• **REQUIREMENT**: Search the data below for the string "anything" and copy all lines where it shows up.

----------

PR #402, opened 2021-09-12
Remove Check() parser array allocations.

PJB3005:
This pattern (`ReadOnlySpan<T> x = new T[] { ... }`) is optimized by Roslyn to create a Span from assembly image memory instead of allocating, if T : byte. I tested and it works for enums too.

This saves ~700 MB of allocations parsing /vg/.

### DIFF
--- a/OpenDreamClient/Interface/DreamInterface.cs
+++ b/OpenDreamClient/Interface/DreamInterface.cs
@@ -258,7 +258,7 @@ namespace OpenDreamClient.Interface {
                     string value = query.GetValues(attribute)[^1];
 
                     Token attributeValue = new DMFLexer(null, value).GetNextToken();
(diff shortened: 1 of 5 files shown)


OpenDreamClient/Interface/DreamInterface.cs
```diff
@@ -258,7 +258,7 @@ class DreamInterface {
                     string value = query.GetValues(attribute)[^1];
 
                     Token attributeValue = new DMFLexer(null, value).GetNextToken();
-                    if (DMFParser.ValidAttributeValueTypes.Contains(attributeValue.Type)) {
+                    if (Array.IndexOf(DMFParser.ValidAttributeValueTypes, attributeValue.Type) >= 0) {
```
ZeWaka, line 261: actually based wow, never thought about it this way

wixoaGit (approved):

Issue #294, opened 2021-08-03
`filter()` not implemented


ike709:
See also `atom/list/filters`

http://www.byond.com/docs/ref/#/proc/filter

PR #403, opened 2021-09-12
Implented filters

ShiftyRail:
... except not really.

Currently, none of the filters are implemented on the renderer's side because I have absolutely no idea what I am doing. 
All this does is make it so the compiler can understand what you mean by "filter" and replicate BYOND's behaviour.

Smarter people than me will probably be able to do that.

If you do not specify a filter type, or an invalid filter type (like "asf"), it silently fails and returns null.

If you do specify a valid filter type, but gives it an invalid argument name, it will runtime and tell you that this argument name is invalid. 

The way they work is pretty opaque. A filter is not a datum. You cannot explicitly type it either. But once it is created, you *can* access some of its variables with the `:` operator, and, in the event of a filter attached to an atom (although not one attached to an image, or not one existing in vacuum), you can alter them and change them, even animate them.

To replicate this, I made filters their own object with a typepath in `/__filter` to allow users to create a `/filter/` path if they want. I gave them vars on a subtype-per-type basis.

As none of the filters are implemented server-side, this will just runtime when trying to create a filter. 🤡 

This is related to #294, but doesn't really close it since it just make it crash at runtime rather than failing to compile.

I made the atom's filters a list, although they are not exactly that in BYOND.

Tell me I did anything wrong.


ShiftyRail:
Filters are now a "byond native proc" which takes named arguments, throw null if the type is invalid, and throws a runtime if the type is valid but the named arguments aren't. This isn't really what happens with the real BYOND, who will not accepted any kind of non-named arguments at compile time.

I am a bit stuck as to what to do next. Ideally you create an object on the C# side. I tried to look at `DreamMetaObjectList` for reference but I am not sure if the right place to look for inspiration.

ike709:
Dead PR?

----------

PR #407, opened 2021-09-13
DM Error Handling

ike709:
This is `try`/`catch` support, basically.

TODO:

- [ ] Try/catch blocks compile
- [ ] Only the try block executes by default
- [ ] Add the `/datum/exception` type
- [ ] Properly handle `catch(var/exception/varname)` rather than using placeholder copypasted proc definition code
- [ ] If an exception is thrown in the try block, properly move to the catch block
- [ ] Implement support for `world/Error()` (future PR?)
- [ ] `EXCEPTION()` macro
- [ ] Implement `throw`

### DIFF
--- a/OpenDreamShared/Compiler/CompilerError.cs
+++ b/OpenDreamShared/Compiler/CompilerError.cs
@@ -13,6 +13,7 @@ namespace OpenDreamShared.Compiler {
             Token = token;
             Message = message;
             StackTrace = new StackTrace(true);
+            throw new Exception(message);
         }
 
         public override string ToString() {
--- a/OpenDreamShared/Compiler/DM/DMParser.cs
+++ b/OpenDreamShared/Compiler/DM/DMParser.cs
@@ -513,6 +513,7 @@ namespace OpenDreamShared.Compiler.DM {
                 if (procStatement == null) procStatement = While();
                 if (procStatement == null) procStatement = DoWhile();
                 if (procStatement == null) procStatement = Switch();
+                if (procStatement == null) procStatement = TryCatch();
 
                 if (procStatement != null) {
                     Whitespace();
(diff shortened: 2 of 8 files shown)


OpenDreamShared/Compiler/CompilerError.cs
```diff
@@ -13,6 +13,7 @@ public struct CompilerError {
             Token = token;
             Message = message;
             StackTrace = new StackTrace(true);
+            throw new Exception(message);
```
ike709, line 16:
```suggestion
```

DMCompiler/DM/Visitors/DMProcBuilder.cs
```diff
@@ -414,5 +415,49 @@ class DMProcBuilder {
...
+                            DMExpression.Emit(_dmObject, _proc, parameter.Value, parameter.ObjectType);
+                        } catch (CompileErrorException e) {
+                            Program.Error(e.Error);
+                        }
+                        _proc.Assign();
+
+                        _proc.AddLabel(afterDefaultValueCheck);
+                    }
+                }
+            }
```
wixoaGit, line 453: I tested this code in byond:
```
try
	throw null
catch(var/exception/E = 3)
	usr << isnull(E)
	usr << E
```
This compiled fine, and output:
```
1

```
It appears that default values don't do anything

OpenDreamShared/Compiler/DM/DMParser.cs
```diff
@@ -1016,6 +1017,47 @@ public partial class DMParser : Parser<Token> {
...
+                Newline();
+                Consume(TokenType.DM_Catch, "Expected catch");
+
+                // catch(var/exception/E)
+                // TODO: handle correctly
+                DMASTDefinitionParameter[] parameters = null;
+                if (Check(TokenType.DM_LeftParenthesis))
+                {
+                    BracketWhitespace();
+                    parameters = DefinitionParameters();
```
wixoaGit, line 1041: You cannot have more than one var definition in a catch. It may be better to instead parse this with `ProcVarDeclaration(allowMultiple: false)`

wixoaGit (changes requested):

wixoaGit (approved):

----------

• **EXERCISE RESPONSE**:
Tell me I did anything wrong.
It appears that default values don't do anything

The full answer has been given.